Instructions to follow:
Gather each line in the entries that includes the string "https".

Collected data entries
***

PR #2548, opened 2018-08-24
INT-4526: Fix Channel Interceptor NonNullApi Call

garyrussell:
JIRA: https://jira.spring.io/browse/INT-4526

- `Message<?>` cannot be null in `postReceive()`.

### DIFF
--- a/spring-integration-core/src/main/java/org/springframework/integration/channel/AbstractPollableChannel.java
+++ b/spring-integration-core/src/main/java/org/springframework/integration/channel/AbstractPollableChannel.java
@@ -123,7 +123,9 @@ public abstract class AbstractPollableChannel extends AbstractMessageChannel
 				logger.trace("postReceive on channel '" + this + "', message is null");
 			}
 			if (!CollectionUtils.isEmpty(interceptorStack)) {
-				message = interceptorList.postReceive(message, this);
+				if (message != null) {
+					message = interceptorList.postReceive(message, this);
+				}
 				interceptorList.afterReceiveCompletion(message, this, null, interceptorStack);
 			}
 			return message;
--- a/spring-integration-jms/src/main/java/org/springframework/integration/jms/PollableJmsChannel.java
+++ b/spring-integration-jms/src/main/java/org/springframework/integration/jms/PollableJmsChannel.java
@@ -95,28 +95,32 @@ public class PollableJmsChannel extends AbstractJmsChannel
 				object = getJmsTemplate().receiveSelectedAndConvert(this.messageSelector);
 			}
 
+			Message<?> message = null;
 			if (object == null) {
 				if (logger.isTraceEnabled()) {
 					logger.trace("postReceive on channel '" + this + "', message is null");
 				}
 				return null;
 			}
-			if (countsEnabled) {
-				getMetrics().afterReceive();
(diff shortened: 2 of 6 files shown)


spring-integration-core/src/main/java/org/springframework/integration/channel/AbstractPollableChannel.java
```diff
@@ -123,7 +123,9 @@ else if (logger.isTraceEnabled()) {
 				logger.trace("postReceive on channel '" + this + "', message is null");
 			}
 			if (!CollectionUtils.isEmpty(interceptorStack)) {
-				message = interceptorList.postReceive(message, this);
+				if (message != null) {
+					message = interceptorList.postReceive(message, this);
```
artembilan: Can't we follow a similar logic in the `PollableAmqpChannel` or `PollableJmsChannel` like this:
```
if (object == null) {
		if (logger.isTraceEnabled()) {
				logger.trace("postReceive on channel '" + this + "', message is null");
		}
		return null;
}
```

I mean instead of check here just return `null` after trace log message.

artembilan (changes requested):
Just only one concern regarding consistency.

I can address it during merge though.
Just need to confirmation how to proceed.

spring-integration-core/src/main/java/org/springframework/integration/channel/AbstractPollableChannel.java
garyrussell: No because we need to call `afterReceiveCompleted()` - its API allows `null`.

artembilan: So, `PollableAmqpChannel` and `PollableJmsChannel` have to be fixed respectively?
They just `return null;` and definitely don't call that `afterReceiveCompleted()`...

artembilan: OK. So, I'm leaving that for you to fix in the subsequent commits.

I'm not sure that we are going to be good to back-port it, since in the end it will be as a behavior change.

garyrussell: Right - no backport.

spring-integration-jms/src/main/java/org/springframework/integration/jms/PollableJmsChannel.java
```diff
@@ -95,28 +95,32 @@ public long getReceiveErrorCountLong() {
 				object = getJmsTemplate().receiveSelectedAndConvert(this.messageSelector);
 			}
 
+			Message<?> message = null;
 			if (object == null) {
 				if (logger.isTraceEnabled()) {
 					logger.trace("postReceive on channel '" + this + "', message is null");
 				}
 				return null;
```
artembilan: You have missed to remove this call.
Will fix on merge...

artembilan (approved):
Merging with the mentioned fix in the `PollableJmsChannel`...

artembilan:
Merged as https://github.com/spring-projects/spring-integration/commit/e6489abb524c6d0fb0233a9a4a302107698d0580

***

Written answer:
JIRA: https://jira.spring.io/browse/INT-4526
Merged as https://github.com/spring-projects/spring-integration/commit/e6489abb524c6d0fb0233a9a4a302107698d0580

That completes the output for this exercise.